Solar energy systems are likely ineligible for the recent property tax exemption made available to “eligible manufacturing property” because “eligible manufacturing personal property” specifically excludes “personal property used in the generation, transmission, or distribution of electricity for sale” (MCL 211.9m(7)(c)). However, there are still tax advantages to categorization as industrial personal property. Under MCL 380.1211, industrial personal property is exempt from the 18 mills permitted to be levied for school operating purposes. Generally, industrial personal property is also exempt from the 6 mill state education tax levied by MCL 211.903. (As of December 31, 2011, MCL 211.903 provides that turbines powered by gas, steam, nuclear energy, coal or oil for the generation of electricity remain subject to the 6 mill state education tax.
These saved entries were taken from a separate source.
Issue #1169, opened 2019-08-15
Proposal: New ProgressBar Style


kathyang:
# Proposal: Update ProgressBar style

## Summary

ProgressBar is one control that many apps customize and seem to carry branding personality. Windows wants to update the personality by introducing a new progress ring style.

## Rationale

* Alignment with Edge and other apps
* Introduce a lighter, simpler aesthetic
* Introduce consistency across all Shell surfaces

## Scope
| Capability| Priority |
|:--|:-|
| Developers are able to use WinUI3.x* package and without any work, get the new Windows visual style. | Must |
| Developers have flexibility to style ProgressBar's visual and motion without retemplating. (This is to be a new GH item.) | Should |
| Developers and end users experience control update that feel coherent with the same controls used by Fabric, Edge, and Xbox. | Should |

*Timing here is not a commitment, but to follow the release cycle. Just using the next version #.

## Design details and visuals
This only impacts ProgressBar control.
[Visual comp](https://github.com/microsoft/microsoft-ui-xaml-specs/blob/user/chigy/ControlUpdates/active/ControlUpdates/images/Progress.png)

## Open Questions

* Motion details (waiting on design team)

### Prerelease readiness
- [ ] Dev: quality review + code review done
- [ ] Dev: test coverage added
- [ ] Dev: initial accessibility review done
- [ ] Dev: telemetry implemented
- [x] PM: spec up to date
- [x] PM: feature ready for feedback
- [x] PM: docs.microsoft.com updates ready
### Stable release readiness
- [ ] Dev: feature previously shipped in a prerelease NuGet package
- [ ] Dev: Azure CI tests passing
- [ ] Dev: accessibility review done
- [ ] Dev: API review done
- [ ] Dev: IDL attribute switched from preview to public
- [ ] Dev: Add test coverage to the NugetReleaseTest test
- [x] PM: spec done
- [x] PM: glob/loc, privacy, security, license compliance ready
- [x] PM: customer validation done
- [x] PM: docs.microsoft.com updated
- [x] PM: Xaml Controls Gallery updated

mdtauk:
![Progress Controls](https://user-images.githubusercontent.com/7389110/63139680-0f796a80-bfd7-11e9-98a6-75a9a6a6d9fb.png)

I personally would like to see a gradient used for the indeterminate progress bar and ring.  It distinguishes the two modes better at a glance

mdtauk:
[...]

PR #1453, opened 2019-10-16
Adding ProgressBar Control with Updated Styling

karenbtlai:
## Description
#1169 Adding ProgressBar as new control to repo; has updated styling as defined by specifications.

## How Has This Been Tested?

Interaction tests for change in `VisualState`, `Padding`, `Value`, `Width`, `Maximum`, and `Minimum`

**Updated Styling:**

Old Indeterminate Style
image

Updated Indeterminate Style
ezgif com-crop


dev/dll/Microsoft.UI.Xaml.vcxproj
```diff
@@ -132,6 +132,7 @@
     <Import Project="..\CalendarView\CalendarView.vcxitems" Label="Shared" Condition="$(FeatureScrollBarEnabled) == 'true' Or $(FeatureScrollBarEnabled) == 'productOnly'" />
     <Import Project="..\SplitView\SplitView.vcxitems" Label="Shared" Condition="$(FeatureScrollBarEnabled) == 'true' Or $(FeatureScrollBarEnabled) == 'productOnly'" />
     <Import Project="..\ContentDialog\ContentDialog.vcxitems" Label="Shared" Condition="$(FeatureContentDialogEnabled) == 'true' Or $(FeatureContentDialogEnabled) == 'productOnly'" />
+    <Import Project="..\ProgressBar\ProgressBar.vcxitems" Label="Shared" />
```
StephenLPeters: >ProgressBar [](start = 36, length = 11)

Can you add a new condition for the progress bar control?

dev/inc/CppWinRTIncludes.h
```diff
@@ -319,6 +319,8 @@ namespace winrt
     using OrientedVirtualizingPanel = winrt::Windows::UI::Xaml::Controls::Primitives::OrientedVirtualizingPanel;
     using Popup = winrt::Windows::UI::Xaml::Controls::Primitives::Popup;
     using IPopup3 = winrt::Windows::UI::Xaml::Controls::Primitives::IPopup3;
+    //using ProgressBarTemplateSettings = winrt::Windows::UI::Xaml::Controls::Primitives::ProgressBarTemplateSettings;
```
StephenLPeters: delete the commented out code

dev/ProgressBar/ProgressBar.cpp
```diff
@@ -0,0 +1,154 @@
...
+}
+
+void ProgressBar::OnApplyTemplate()
+{
+    winrt::IControlProtected controlProtected{ *this };
+
+    // NOTE: Example of how named parts are loaded from the template. Important to remember that it's possible for
+    // any of them not to be found, since devs can replace the template with their own.
+    m_layoutRoot.set(GetTemplateChildT<winrt::Grid>(L"LayoutRoot", controlProtected));
+    if (auto layoutRoot = m_layoutRoot.get())
```
StephenLPeters: Accessing a tracker_ref's value via the get() method is not free and if you can avoid it you probably should. Something like this would be better
```
if (const auto layoutRoot = GetTemplateChildT<winrt::Grid>(L"LayoutRoot", controlProtected))
{
    m_layoutRoot.set(layoutRoot);
    m_layoutRootLoadedRevoker = layoutRoot.Loaded(winrt::auto_revoke, { this, &ProgressBar::OnLayoutRootLoaded });
}
```

dev/ProgressBar/ProgressBar.cpp
```diff
@@ -0,0 +1,154 @@
...
+void ProgressBar::OnShowErrorPropertyChanged(const winrt::DependencyPropertyChangedEventArgs& args)
+{
+    UpdateStates();
+}
+
+void ProgressBar::UpdateStates()
+{
+    if (ShowError())
+    {
+        winrt::VisualStateManager::GoToState(*this, L"Error", true);
```
StephenLPeters: >L"Error" [](start = 52, length = 8)

can you define these state names as static constexpr hstrings in your header file.

dev/ProgressBar/ProgressBar.cpp
```diff
@@ -0,0 +1,154 @@
...
+    }
+    else if (!IsIndeterminate())
+    {
+        winrt::VisualStateManager::GoToState(*this, L"Determinate", true);
+    }
+}
+
+void ProgressBar::SetProgressBarIndicatorWidth()
+{
+    if (auto progressBarIndicator = m_progressBarIndicator.get())
```
StephenLPeters: >auto progressBarIndicator = m_progressBarIndicator.get() [](start = 8, length = 56)

whenever you get a value from a tracker ref it is more performant to have the local variable defined as auto&&

You do have to ensure that the local doesn't outlive the value in the tracker_ref when you do this but here you'll be fine.

dev/ProgressBar/ProgressBar.cpp
```diff
@@ -0,0 +1,154 @@
...
+    {
+        double progressBarWidth = m_layoutRoot.get().ActualWidth();
```
StephenLPeters: >m_layoutRoot.get() [](start = 34, length = 18)

it is good practice to check to make sure template parts exist before you use them. This could be null if they retemplate

dev/ProgressBar/ProgressBar.cpp
```diff
@@ -0,0 +1,154 @@
...
+        double maximum = Maximum();
+        double minimum = Minimum();
```
StephenLPeters: >double minimum = Minimum(); [](start = 8, length = 27)

Can you define all these locals as const

dev/ProgressBar/ProgressBar.cpp
```diff
@@ -0,0 +1,154 @@
...
+        double increment = 0;
+        
+        increment = progressBarWidth / (maximum - minimum);
```
StephenLPeters: >maximum - minimum [](start = 40, length = 17)

I checked the range base code and it allows for Max == Min, which would result in a divide by 0 here. We should guard against that.

dev/ProgressBar/ProgressBar.cpp
```diff
@@ -0,0 +1,154 @@
...
+}
+
+void ProgressBar::SetProgressBarIndicatorWidth()
+{
+    if (auto progressBarIndicator = m_progressBarIndicator.get())
+    {
+        double progressBarWidth = m_layoutRoot.get().ActualWidth();
+        double maximum = Maximum();
+        double minimum = Minimum();
+        double increment = 0;
```
StephenLPeters: don't initialize locals to dummy values.

dev/ProgressBar/ProgressBar.cpp
```diff
@@ -0,0 +1,154 @@
...
+        
+        increment = progressBarWidth / (maximum - minimum);
+        progressBarIndicator.Width(increment * (Value() - minimum));
```
StephenLPeters: What if Value() - minimum is negative? I don't see anything that prevents this and it would result in us trying to set a negative width which will crash.

dev/ProgressBar/ProgressBar.cpp
```diff
@@ -0,0 +1,154 @@
...
+    }
+}
+
+void ProgressBar::UpdateWidthBasedTemplateSettings()
+{
+    auto const templateSettings = winrt::get_self<::ProgressBarTemplateSettings>(TemplateSettings());
+    auto progressBar = m_layoutRoot.get();
```
StephenLPeters: >progressBar [](start = 9, length = 11)

Define locals as const where possible.

dev/ProgressBar/ProgressBar.cpp
```diff
@@ -0,0 +1,154 @@
...
+    auto progressBarIndicator = m_progressBarIndicator.get();
```
StephenLPeters: make sure you check that your template parts exist before you use them.

dev/ProgressBar/ProgressBar.cpp
```diff
@@ -0,0 +1,154 @@
...
+
+    auto const [width, height] = [progressBar]()
```
StephenLPeters: >progressBar [](start = 34, length = 11)

since this lambda is the only place that this variable is used you can move its declaration into the capture block.

[progressBar = m_layouRoot.get()]

and delete the above local.

dev/ProgressBar/ProgressBar.cpp
```diff
@@ -0,0 +1,154 @@
...
+            float const height = static_cast<float>(progressBar.ActualHeight());
+            return std::make_tuple(width, height);
+        }
+        return std::make_tuple(0.0f, 0.0f);
+    }();
+
+    progressBarIndicator.Width(width / 3);
+
+    templateSettings->ContainerAnimationEndPosition(width);
+    templateSettings->ContainerAnimationStartPosition(0);
```
StephenLPeters: Template settings are APIs too, since this value never changes the api probably shouldn't exist. It does add a bit of customization and for completeness maybe it should be included but I think we should remove this template setting.

dev/ProgressBar/ProgressBar.cpp
```diff
@@ -0,0 +1,154 @@
...
+
+    winrt::Windows::UI::Xaml::Media::RectangleGeometry rectangle = [width, height]()
+    {
+        auto const returnValue = winrt::RectangleGeometry();
+        winrt::Rect rect{ 0, 0, width, height };
+        returnValue.Rect(rect);
```
StephenLPeters: I think you can combine these lines:
```
returnValue.Rect({0,0,width,height});
```

dev/ProgressBar/ProgressBar.cpp
```diff
@@ -0,0 +1,154 @@
...
+        }
+        return std::make_tuple(0.0f, 0.0f);
+    }();
+
+    progressBarIndicator.Width(width / 3);
+
+    templateSettings->ContainerAnimationEndPosition(width);
+    templateSettings->ContainerAnimationStartPosition(0);
+
+    winrt::Windows::UI::Xaml::Media::RectangleGeometry rectangle = [width, height]()
```
StephenLPeters: >winrt::Windows::UI::Xaml::Media::RectangleGeometry [](start = 4, length = 50)

const auto

dev/ProgressBar/ProgressBar.cpp
```diff
@@ -0,0 +1,154 @@
...
+    {
+        winrt::VisualStateManager::GoToState(*this, L"Error", true); // Paused-Indeterminate state same visual treatment as Error state
+    }
+    else if (ShowPaused())
+    {
+        winrt::VisualStateManager::GoToState(*this, L"Paused", true);
+    }
+    else if (IsIndeterminate())
+    {
+        UpdateWidthBasedTemplateSettings();
```
StephenLPeters: I don't think that you call this frequently enough.  If the control is put into intermediate mode we will set the width based template settings, but then if the width of the control changes we will not update the setting.  I think while we are in indeterminate mode we also need to be listening to the sizeChanged event and updating the template settings each time that fires.

dev/ProgressBar/ProgressBar.h
```diff
@@ -0,0 +1,46 @@
...
+#include "ProgressBar.properties.h"
+
+class ProgressBar :
+    public ReferenceTracker<ProgressBar, winrt::implementation::ProgressBarT>,
+    public ProgressBarProperties
+{
+
+public:
+    ProgressBar();
+    ~ProgressBar() {}
```
StephenLPeters: I think you can delete this.

dev/ProgressBar/ProgressBar.h
```diff
@@ -0,0 +1,46 @@
...
+    void OnShowErrorPropertyChanged(const winrt::DependencyPropertyChangedEventArgs& args);
+    void OnShowPausedPropertyChanged(const winrt::DependencyPropertyChangedEventArgs& args);
+
+    void SetProgressBarIndicatorWidth();
+    void UpdateStates();
+    void UpdateWidthBasedTemplateSettings();
+
+private:
+    void OnLoaded(const winrt::IInspectable&, const winrt::RoutedEventArgs&);
+    void OnLayoutRootLoaded(const winrt::IInspectable&, const winrt::RoutedEventArgs&);
```
StephenLPeters: do you anticipate using these in the future?

dev/ProgressBar/ProgressBar.idl
```diff
@@ -0,0 +1,46 @@
...
+    Double ContainerAnimationStartPosition;
+    static Windows.UI.Xaml.DependencyProperty ContainerAnimationStartPositionProperty{ get; };
+
+    Double ContainerAnimationEndPosition;
+    static Windows.UI.Xaml.DependencyProperty ContainerAnimationEndPositionProperty{ get; };
+
+    Windows.UI.Xaml.Media.RectangleGeometry ClipRect;
+    static Windows.UI.Xaml.DependencyProperty ClipRectProperty{ get; };
+
+    Double IndicatorLengthDelta;
```
StephenLPeters: I don't see this being used anywhere, will it be in a subsequent change?

dev/ProgressBar/ProgressBar.xaml
```diff
@@ -0,0 +1,118 @@
...
+
+                        <Border x:Name="ProgressBarRoot"
+                            Background="{TemplateBinding Background}"
+                            BorderBrush="{TemplateBinding BorderBrush}"
+                            BorderThickness="{TemplateBinding BorderBrush}"
+                            CornerRadius="{TemplateBinding CornerRadius}"
+                            Clip="{Binding RelativeSource={RelativeSource TemplatedParent}, Path=TemplateSettings.ClipRect}">
+
+                            <Rectangle x:Name="ProgressBarIndicator"
+                                Margin="{TemplateBinding Padding}"
```
StephenLPeters: Does the indeterminant animation look right when there is a padding set on the control?

dev/ProgressBar/InteractionTests/ProgressBarTests.cs
```diff
@@ -0,0 +1,61 @@
...
+            TestEnvironment.Initialize(testContext);
+        }
+
+        public void TestCleanup()
+        {
+            TestCleanupHelper.Cleanup();
+        }
+
+        [TestMethod]
+        public void BasicTest()
```
StephenLPeters: >BasicTest [](start = 20, length = 9)

More tests would be better

dev/ProgressBar/TestUI/ProgressBarPage.xaml.cs
```diff
@@ -0,0 +1,58 @@
...
+    public sealed partial class ProgressBarPage : TestPage
+    {
+        public ProgressBarPage()
+        {
+            this.InitializeComponent();
+        }
+
+        private static int _clicks = 0;
+
+        public void Button_Click(object sender, RoutedEventArgs e)
```
StephenLPeters: >Button_Click [](start = 20, length = 12)

I'd encourage a more descriptive name

FeatureAreas.props
```diff
@@ -48,6 +48,7 @@
     <FeatureContentDialogEnabled>false</FeatureContentDialogEnabled>
     <FeatureCalendarViewEnabled>false</FeatureCalendarViewEnabled>
     <FeatureSplitViewEnabled>false</FeatureSplitViewEnabled>
+    <FeatureProgressBarEnabled>true</FeatureProgressBarEnabled>
```
StephenLPeters: >true [](start = 31, length = 4)

false

test/MUXControls.Test/MUXControls.Test.Shared.targets
```diff
@@ -34,4 +33,5 @@
   <Import Project="..\..\dev\Interactions\ButtonInteraction\InteractionTests\ButtonInteraction_InteractionTests.projitems" Label="Shared" Condition="$(FeatureInteractionsEnabled) == 'true'" />
   <Import Project="..\..\dev\Interactions\SliderInteraction\InteractionTests\SliderInteraction_InteractionTests.projitems" Label="Shared" Condition="$(FeatureInteractionsEnabled) == 'true'" />
   <Import Project="..\..\dev\TabView\InteractionTests\TabView_InteractionTests.projitems" Label="Shared" Condition="$(FeatureTabViewEnabled) == 'true'" />
+  <Import Project="$(MSBuildThisFileDirectory)\..\..\dev\ProgressBar\InteractionTests\ProgressBar_InteractionTests.projitems" Label="Shared" Condition="$(FeatureProgressBarEnabled) == 'true'" />
```
StephenLPeters: >MSBuildThisFileDirectory [](start = 21, length = 24)

I'm not sure what the MSBuildThisFileDirectory is, or where it came from but I suspect it should be deleted

test/MUXControlsTestApp/MUXControlsTestApp.Shared.targets
```diff
@@ -66,16 +66,16 @@
...
   <Import Project="$(MSBuildThisFileDirectory)\..\..\dev\Interactions\SliderInteraction\TestUI\SliderInteraction_TestUI.projitems" Label="Shared" Condition="$(FeatureInteractionsEnabled) == 'true' And $(UseInternalSDK) == 'true'" />
-  <Import Project="$(MSBuildThisFileDirectory)\..\..\dev\Interactions\ButtonInteraction\APITests\ButtonInteraction_APITests.projitems" Label="Shared" Condition="$(FeatureInteractionsEnabled) == 'true' And $(UseInternalSDK) == 'true'"/>
+  <Import Project="$(MSBuildThisFileDirectory)\..\..\dev\Interactions\ButtonInteraction\APITests\ButtonInteraction_APITests.projitems" Label="Shared" Condition="$(FeatureInteractionsEnabled) == 'true' And $(UseInternalSDK) == 'true'" />
   <Import Project="$(MSBuildThisFileDirectory)\..\..\dev\Interactions\SliderInteraction\APITests\SliderInteraction_APITests.projitems" Label="Shared" Condition="$(FeatureInteractionsEnabled) == 'true' And $(UseInternalSDK) == 'true'" />
+  <Import Project="$(MSBuildThisFileDirectory)\..\..\dev\ProgressBar\TestUI\ProgressBar_TestUI.projitems" Label="Shared" Condition="$(FeatureProgressBarEnabled) == 'true'" />
 </Project>
```
StephenLPeters: move this up above above comment

dev/Generated/ProgressBar2TemplateSettings.properties.cpp
```diff
@@ -0,0 +1,115 @@
+// Copyright (c) Microsoft Corporation. All rights reserved.
+// Licensed under the MIT License. See LICENSE in the project root for license information.
+
+// DO NOT EDIT! This file was generated by CustomTasks.DependencyPropertyCodeGen
+#include "pch.h"
+#include "common.h"
+#include "ProgressBar2TemplateSettings.h"
+
+CppWinRTActivatableClassWithDPFactory(ProgressBar2TemplateSettings)
```
kaiguo: I think these ProgressBar2* files can be deleted now.

dev/ProgressBar/ProgressBar.xaml
```diff
@@ -0,0 +1,118 @@
...
+                                            Storyboard.TargetName="ProgressBarIndicator"
+                                            Storyboard.TargetProperty="Opacity"
+                                            To="{ThemeResource ProgressBarIndicatorPauseOpacity}"
+                                            Duration="0:0:0.25" />
+                                    </Storyboard>
+                                </VisualState>
+                            </VisualStateGroup>
+                        </VisualStateManager.VisualStateGroups>
+
+                        <Border x:Name="ProgressBarRoot"
```
kaiguo: Do we want rounded corners on this @chigy?

dev/ProgressBar/ProgressBarWinUI_themeresources.xaml
```diff
@@ -0,0 +1,7 @@
+<!-- Copyright (c) Microsoft Corporation. All rights reserved. Licensed under the MIT License. See LICENSE in the project root for license information. -->
```
kaiguo: Rename it to ProgressBar_themeresources.xaml?

dev/ProgressBar/ProgressBar.xaml
mdtauk: This is what it would look like if it did go rounded...

image

shaheedmalik: Will the Updated Indeterminate Style have a gradient on it?

mdtauk: > Will the Updated Indeterminate Style have the gradient on it?

I believe the finalised design spec does not use a gradient

YuliKl: There's a link to the [visual comp](https://github.com/microsoft/microsoft-ui-xaml-specs/blob/user/chigy/ControlUpdates/active/ControlUpdates/images/Progress.png) in #1169. The comp shows rounded corners. The comp does not show any gradients.

While the comp covers both progress bar and progress ring, this change is only for progress bar, so please ignore the ring-specific visuals for now.

dev/ProgressBar/ProgressBar.cpp
karenbtlai: This can't happen because Rangebase guards against Value() less than Minimum

dev/ProgressBar/ProgressBar.cpp
karenbtlai: @jevansaks  This exists on the framework version of TemplateSettings, if we want this control to be a drop-in replacement for it, do we need to keep all the old Template Setting properties. This property was only used to offset the ellipses. If we do need this, does that mean we need all the other ellipse properties?

EllipseAnimationEndProperty
EllipseAnimationWellPosition
EllipseDiameter
EllipseOffset

dev/ProgressBar/ProgressBar.idl
karenbtlai: Same as template settings question above

https://github.com/microsoft/microsoft-ui-xaml/pull/1453#discussion_r336699263

dev/ProgressBar/ProgressBarWinUI_themeresources.xaml
karenbtlai: Cannot use that name as it clashes with ProgressBar_themeresources.xaml in CommonStyles. But since it's not needed, I removed this file for now.

@jevansaks I am not sure how the hand-off is going to work between the framework version and this, do you have more info on this.

dev/ProgressBar/ProgressBar.xaml
mdtauk: would the 1% mark have a minimum width of 2x the corner radius?

So if the corner radius is 2px, the progress bar minimum would be 4x4px (forming a circle)

karenbtlai: > would the 1% mark have a minimum width of 2x the corner radius?
The minimum width is simply 1px right now. But should it be? @YuliKl

dev/ProgressBar/ProgressBar.cpp
```diff
@@ -0,0 +1,149 @@
...
+                return std::make_tuple(width, height);
+            }
+            return std::make_tuple(0.0f, 0.0f);
+        }();
+
+        progressBarIndicator.Width(width / 3);
+
+        templateSettings->ContainerAnimationEndPosition(width);
+
+        const winrt::Windows::UI::Xaml::Media::RectangleGeometry rectangle = [width, height, padding = Padding()]()
```
StephenLPeters: >winrt::Windows::UI::Xaml::Media::RectangleGeometry [](start = 14, length = 50)

I think you should make this auto instead of a specified type.

test/MUXControls.Test/MUXControls.Test.Shared.targets
StephenLPeters: Sorry, I think you need this line, but not the MSBuildThisFileDirectory tag at the start. so just 
`<Import Project="..\..\dev\ProgressBar\InteractionTests\ProgressBar_InteractionTests.projitems" Label="Shared" Condition="$(FeatureProgressBarEnabled) == 'true'" />

---
In reply to: [335752143](https://github.com/microsoft/microsoft-ui-xaml/pull/1453#discussion_r335752143) [](ancestors = 335752143)

dev/ProgressBar/ProgressBar.xaml
YuliKl: Doesn't the 1% width actually dependent on the overall width of the progress bar? I would think that if I request a ProgressBar that's 1000px wide, it shows 10px at 1%. I don't think we should special-case any of the intermediate values. I would leave the code as is.

dev/ProgressBar/ProgressBar.cpp
karenbtlai: This class could not be initialized with `auto`

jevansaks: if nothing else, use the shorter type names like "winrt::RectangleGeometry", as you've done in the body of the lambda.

However, this provision is notably silent regarding wind turbines, and there is no indication that electrical generation by solar energy would not be similarly exempt.)
While the language of the General Property Tax Act has not yet been updated to provide solar energy systems with the clear categorization afforded to wind energy systems, the growing popularity of solar energy systems may eventually warrant a place in the definition of “personal property.” Until that time, however, a careful review of the existing statute, analogous property, and previously published guidance are likely to provide the most comprehensive basis for assessing the taxability of solar energy systems.
The author wishes to thank Mr. Sam Field, of Helios Solar LLC, for sharing his expertise in this area.